[Start of section]

PR #1624, opened 2024-01-15
Fix get_env/3 deprecation warning by using compile_env/3 instead

elias-ba:
## Notes for the reviewer

This PR changes `Application.get_env/3` to `Application.compile_env/3` to avoid the deprecation warning we see when we launch the server using: `iex -S mix phx.Server`

image

## Related issue

Fixes #

## Review checklist

### DIFF
--- a/lib/lightning_web/endpoint.ex
+++ b/lib/lightning_web/endpoint.ex
@@ -59,7 +59,8 @@ defmodule LightningWeb.Endpoint do
       :multipart,
       # Increase to 10MB max request size only for JSON parser
       {:json,
-       length: Application.get_env(:lightning, :max_dataclip_size, 10_000_000)}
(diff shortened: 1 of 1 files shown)


taylordowns2000 (changes requested):
let's keep the conversation here around this https://github.com/OpenFn/Lightning/pull/1541

stuartc:
@elias-ba I second what @taylordowns2000 said, while you're right to want to change this - I think it was implemented with the expectation we can change it at runtime; which we would lose if we used the compile envs (we'd have to build the image again in order to change it).

elias-ba:
@taylordowns2000 @stuartc thank you so much for clarifying this to me. It looks like this is under your radars which is cool 😄

PR #1635, opened 2024-01-17
do not persist the active tab setting to localStorage

midigofrank:
## Related issue

Fixes #

## Review checklist


taylordowns2000 (changes requested):
putting this back to status as "enqueued" isn't a valid result: `<:label>Result</:label>`

PR #1641, opened 2024-01-18
Add moduledoc to remaining modules

jyeshe:
Solves `mix credo --strict --all` Code Readability suggestions for `@moduledoc`s


taylordowns2000 (changes requested):
looks good but please also update `.credo.exs` to now _ENFORCE_ @moduledoc via CI. do this by removing `exit_status` from https://github.com/OpenFn/Lightning/blob/main/.credo.exs#L108

taylordowns2000 (approved):

PR #1643, opened 2024-01-18
Soft delete jobs

### LINKED ISSUE #1570: Don't hide deleted Jobs on history page from past attempts (soft deletion of Jobs)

[End of section]

◆ WHAT IS REQUIRED: Copy each line of the listing that holds the word "Application".

◆ ANSWER SECTION:
This PR changes `Application.get_env/3` to `Application.compile_env/3` to avoid the deprecation warning we see when we launch the server using: `iex -S mix phx.Server`
-       length: Application.get_env(:lightning, :max_dataclip_size, 10_000_000)}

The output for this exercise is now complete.